By Carolyn Hall, Product Marketing Manager, Confirmit.
It is no longer a newsflash that customer experience has a direct impact on the bottom line. When you improve customer experiences, you can increase customer retention, drive more customer referrals, and reduce costs.
Many companies are setting aside huge budgets to put in place a Customer Experience Management (CEM) programme in order to reduce churn rates and increase customer advocacy, but big budgets demand big returns and those don’t come easy. The key to success is finding out what you are doing well and where you are failing to meet customer expectations.
This might sound simple but with multiple sales and service channels, different regional offices, and varying touchpoints in the customer relationship, there are a variety of different experiences to measure.

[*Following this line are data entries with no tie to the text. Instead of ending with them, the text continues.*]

PR #2758, opened 2018-08-22
Fixed handler unsubscription error on multiple create/destroy events …

glebmachine:
In case of empty listeners `self.eventsListeners[event]` this code brokes `self.eventsListeners[event].forEach()`


nolimits4web:
Thanks! 👍

PR #2774, opened 2018-08-30
normally calculate break points;

PushkarevMax:
If during the development of the project the principle mobile first is used, it is not possible to normally calculate break points. 
I suggest calculating points to do the opposite for convenience.

For example:
```
breakpoints: {
            // when window width is >= 320px
            320: {
                slidesPerView: 2
            },
            // when window width is >= 768px
            768: {
                slidesPerView: 3
            },
            // when window width is >= 1170px
            1170: {
                slidesPerView: 4
            }
        }
```

### DIFF
--- a/src/components/core/breakpoints/getBreakpoint.js
+++ b/src/components/core/breakpoints/getBreakpoint.js
@@ -11,7 +11,7 @@ export default function (breakpoints) {
   points.sort((a, b) => parseInt(a, 10) - parseInt(b, 10));
   for (let i = 0; i < points.length; i += 1) {
     const point = points[i];
-    if (point >= window.innerWidth && !breakpoint) {
+    if (point <= window.innerWidth) {
       breakpoint = point;
     }
   }


nolimits4web:
Sorry, it can be merged and changed this way, because it will be a breaking change

PushkarevMax:
What if i add some flag for example 'mobileFirst' and if it true, then i can chenge calculating?

nolimits4web:
@PushkarevMax but what it adds? It doesn't really change or add anything, it is just another way of doing same

PushkarevMax:
by default this flag will be false and accordingly nothing will break in previous versions. and the one who wants to use breakpoints calculation if he uses the mobile first design principle, he will simply include this flag and can normally calculate breakpoints.
If i am not right, i apologize, but it would be convenient calculate breakpoints in rhis way. 
In any case, your product is great! :)

nolimits4web:
Ok, let's add something like `breakpointsInverse: false` default parameter and use your logic

PushkarevMax:
Thank you)

nolimits4web:
Will you send a fix with additional parameter or you want me to add it?

PushkarevMax:
I send

nolimits4web:
Merged manually, thanks

Issue #2798, opened 2018-09-14
Can't change the slide by dragging on a link(image)


phx-vic:
Swipper 4.4.0. MacOS. 
When change the slide by dragging the mouse on a link or image, the native drag is turned on.

https://codepen.io/phx-vic/pen/RYBpOx

nolimits4web:
Can't see such issue, on horizontal swipes/drag everything is correct

nolimits4web:
Fixed by #2799

nolimits4web:
Fixed in 4.4.1

PR #2799, opened 2018-09-14
Hot fix for touchStart prevent default issue

exodusanto:
Hot fix #2794 

I saw `swiper.allowTouchMove` and I thought that `swiper` has inside all params but you extends swiper instance and add `allowTouchMove` property on another file 😖.

I fix it with the correct `params` object


exodusanto:
Related #2798

nolimits4web:
Ah, that is why :) Thanks!

Issue #2934, opened 2019-01-02
Thumbnail Navigation Issue With Click Events.


Vinsanity:
This is a (multiple allowed):
* [x] bug
* [ ] enhancement
* [x] feature-discussion (RFC)

* Swiper Version: 4.4.6.
* Platform/Target and Browser Versions: macOS, Windows, IOS, ANDROID
* Live Link: http://idangero.us/swiper/demos/300-thumbs-gallery.html

### What you did
You can see my interaction pattern with your demo here: http://p.tri.be/l7Lv4d (this was performed in MacOS 10.14.2 and Chrome 71.0.3578.98).

Here's the demo currently on your site. http://idangero.us/swiper/demos/300-thumbs-gallery.html

This issue happens with and without centerSlides as well on my local version.

### Expected Behavior
When I click on a thumbnail, it should immediately change the slide of the main slider to the index of the clicked thumbnail.

### Actual Behavior
When I click on a thumbnail, it takes 2-3 times to trigger click event. It appears that there is something impeding the propagation of click events in thumbnail controlled sliders. However, when I use the next/prev buttons on the main slider, the thumbnails are working fine.

Vinsanity:
Thanks for the response @max-ci . Please see my comment above in "What you did". On the version I have locally, I am not using `centeredSlides` and there is no carousel for the thumbnails. The thumbs are static/stationary and this same issue happens. 

see: http://p.tri.be/h8fOtj

If you're saying the dragging is the issue, I cannot seem to find an API setting that allows me to disable that all together on thumbs.

Vinsanity:
@max-ci That did the trick! Thank you so much.
I was trying `allowTouchMove` set to false and cycling through the other touch events but as soon as I set centeredSlides to true, it would "break" again. 

It was a tad confusing going through those params, but it makes sense now. 

Kudos to you my friend!

tshamz:
I'm having this exact same problem (except my stationary thumbs are vertical) and I cannot for the life of me figure out how setting `threshold` fixed your problem. Do you set `threshold` on the thumb slider or the main slider? why would setting this value to anything higher than 0 (the default) help fix this issue?

Vinsanity:
Hi @tshamz,
[...]

PR #5525, opened 2022-03-07
fix: add threshold option to thumbs examples

zcuric:
### This PR
- [x] Adds `threshold` option to thumbs examples

### Context
Due to no `threshold` being set, clicking on thumbnail feels laggy and unresponsive. The intention is to [`threshold` option](https://swiperjs.com/swiper-api#param-threshold) to make the transition smoother and experience better. 

Value is taken from [this comment](https://github.com/nolimits4web/swiper/issues/2934#issuecomment-451178450) in [this issue.](https://github.com/nolimits4web/swiper/issues/2934)

### DIFF
--- a/demos/300-thumbs-gallery.html
+++ b/demos/300-thumbs-gallery.html
@@ -55,6 +55,7 @@
       slidesPerView: 4,
       freeMode: true,
       watchSlidesProgress: true,
+      threshold: 1000
     });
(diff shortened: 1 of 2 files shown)


nolimits4web:
Sorry, don't understand why is it for, plus threshold `1000` will make swiping impossible at all

PR #5582, opened 2022-03-26
fix(core) Don't process transitions or updates on Thumbs module if swiper is destroyed

JoniVanderheijden:
There is a weird situation in React / Next when you can switch between multiple instances of the Thumb swiper when switching between pages. It hits some edge cases of the Thumb module where it calls transitions and updates on a swiper which is destroyed, which obviously causes a ton of errors.

This MR aims to be a bit more defensive about these things to avoid trying to trigger transitions or updates on destroyed swipers.

Give me a shout if you want me to explain further or if I missed a critical step.

I struggled reproducing it in a small example, because it's linked to some pretty complex navigation behaviour in Next. But I have a production environment application I can point you to that triggers it an awful lot. I can always send a link to that one in a DM.

### DIFF
--- a/src/modules/thumbs/thumbs.js
+++ b/src/modules/thumbs/thumbs.js
@@ -21,7 +21,8 @@ export default function Thumb({ swiper, extendParams, on }) {
 
   function onThumbClick() {
     const thumbsSwiper = swiper.thumbs.swiper;
-    if (!thumbsSwiper) return;
+    if (!thumbsSwiper || thumbsSwiper.destroyed) return;
+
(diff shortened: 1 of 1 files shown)


src/modules/thumbs/thumbs.js
```diff
@@ -204,18 +205,17 @@ export default function Thumb({ swiper, extendParams, on }) {
     update(true);
   });
   on('slideChange update resize observerUpdate', () => {
-    if (!swiper.thumbs.swiper) return;
```
JoniVanderheijden, line 207: Redundant, it happens in the update too

PR #5665, opened 2022-04-24
History plugin fixes and new option adding

VahanMargaryan:
- [ADDED] (keepQuery) New option to keep the query string parameters when changing user when navigating
- [FIXED] History back via browser button not working
- [ADDED] typing for History plugin options
> - enabled?: boolean
> - keepQuery?: boolean

### DIFF
--- a/src/modules/history/history.js
+++ b/src/modules/history/history.js
@@ -7,7 +7,7 @@ export default function History({ swiper, extendParams, on }) {
       root: '',
       replaceState: false,
       key: 'slides',
-      keepQuery: true,
+      keepQuery: false,
     },
   });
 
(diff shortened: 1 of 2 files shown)


src/modules/history/history.js
```diff
@@ -58,6 +59,9 @@ export default function History({ swiper, extendParams, on }) {
     } else if (!location.pathname.includes(key)) {
       value = `${key}/${value}`;
     }
+    if (swiper.params.h.keepQuery) {
```
nolimits4web, line 62: should be `swiper.params.history.keepQuery` I guess

nolimits4web (changes requested):

PR #5751, opened 2022-05-30
chore: add react as a peerDependency

kevinji:
This makes the dependency on react explicit, which makes Yarn PnP happy. It's listed as an optional peerDependency so it's not automatically installed. Feel free to update the version ranges as needed.

### DIFF
--- a/package-lock.json
+++ b/package-lock.json
@@ -101,6 +101,14 @@
       },
       "engines": {
         "node": ">= 4.7.0"
+      },
+      "peerDependencies": {
+        "react": "^17 || ^18"
+      },
+      "peerDependenciesMeta": {
+        "react": {
+          "optional": true
+        }
       }
     },
     "node_modules/@ampproject/remapping": {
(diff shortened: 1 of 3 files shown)


nolimits4web:
Hey @kevinji ! Thanks, but to be honest I am not sure it is needed, and I am sure it can produce/lead to errors for some other users who doesn't use React version, we have something similar with `svelte` in peer deps and users of other frameworks complained about it

kevinji:
Does the optional flag not solve the problem of a single package? Specifically, this only produces an error if a user explicitly uses React and it's not a supported version, but it's fine if they don't use React.

nolimits4web:
> if a user explicitly uses React and it's not a supported version

in this case user won't be able to use Swiper anyway i guess.

Plus as i can see `peerDependenciesMeta` was introduces in npm v7, so anyone using npm v6 will get warnings about React must be installed.

So i don't thing it is a way to go

PR #5755, opened 2022-05-31
fix: slide card click event would occasionally fail due to triggering…

JSMengLingqi:
I have found the PC click event occasionally failed. The reason is that the click event did not take effect because pointerDown/PointerMove  events(Touch Events) was triggered and the event was not blocked at the boundary condition, the current version only intercepts the TouchStart event on mobile. But Pointerdown also belongs to Touch Events


nolimits4web:
Pointerdown is not a touch only event, it is also produced by mouse events too, so this fix makes `isTouchEvent` obsolete

JSMengLingqi:
But it does solve the problem of click events occasionally failing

Incorporating the ‘Voice of the Customer’ into every facet of your CEM programme will ensure that your business is not operating in a customer feedback vacuum and will make it much easier to fix what needs fixing.
How can you incorporate the Voice of the Customer into a successful CEM programme?
1. Understand existing experiences.
Business processes are designed to support your company internally, but you need to understand if they’re putting up barriers to purchase, confusing customers, or simply making life more difficult for somebody who’s trying to do business with you.
Large companies, particularly those which have grown through acquisition, have a myriad of processes which impact customers and without asking customers about their experiences, you may be operating counter-productive processes. Begin by building up a picture of what you’re doing now in order to create a list of the areas in which you can improve.
2. Look at all your channels.
The customer experience is not a distinct entity. There are Moments of Truth throughout the customer lifecycle, and different customers will use different channels at different times. With most businesses operating online, by telephone, in retail stores, and increasingly through mobile devices, getting a view of the customer experience is not as simple as analyzing a single channel. For example, your contact centre agents may offer the best experiences in the industry, but that doesn’t benefit customers who choose to use your Web site, which might be badly designed and unreliable. Do an audit of all your customer touchpoints and decide which will be the simplest to measure, once you’ve gained some quick wins, you’ll build some momentum to work on other channels.
3. Find out who your customers are.
When customers are unhappy with experiences, only a fraction of them will actually complain, leaving you unaware and them to complain about you to their friends. In many cases, these experiences can be rectified by getting back in touch with the customer and putting things right quickly. But to do that, you need to know who they are and what you did wrong.
Again, without the Voice of the Customer coming into your company, you can’t get back to them to resolve problems. Not only do you slow down the process of continual improvement, but you continue to disappoint people along the way. Tie customer feedback to individual interactions and try to ensure all the customer information is in one place so you can get back in touch with all the information you need at your fingertips.
4. Drive change to your customer culture.
A successful CEM program must involve employees at all levels of the business, and should change the way in which your employees interact with, and think about your customers. Simply fiddling with processes in an attempt to improve an experience will not engage your employees.
That means it won’t change your organizational culture and create a stronger customer focus. Employees may adhere to new processes but that’s not about engaging them with customers, it’s about pressing a different button during the interaction. Employees become far more involved in the customer experience when they hear real feedback attached to real interactions.
Encourage employees to make suggestions of ways you can improve your business, based on the feedback they see. Making a difference is a real motivator because it demonstrates the impact that each person has on the way your business operates.
5. Prepare to rethink your plans.
Identifying ways in which you can enhance the customer experience is only one step. The effects of the changes you make might not be quite what you intended. It may resolve one problem, but create three more. It might confuse customers or force them into channels they’re not comfortable with.
Failing to maintain an ongoing dialogue with customers prevents you from getting insight into what you’re achieving. The Voice of the Customer is not a moment frozen in time, it must be treated as a conversation that provides value in the long term, and which gives you the ability to say “This hasn’t worked. Let’s try something else.”
Create feedback reports which allow you to track your key customer metrics over time so you can easily identify cause and effect and make changes as required.
Capturing the ‘Voice of the Customer’ with a sophisticated customer feedback solution will provide businesses with real insight into customer experience and possible future behaviour by asking customers if they are happy with the service or product received.
It will increase the opportunity to resolve any issues and to improve customer retention by acting upon the feedback received and letting the customer know that their voice has been heard.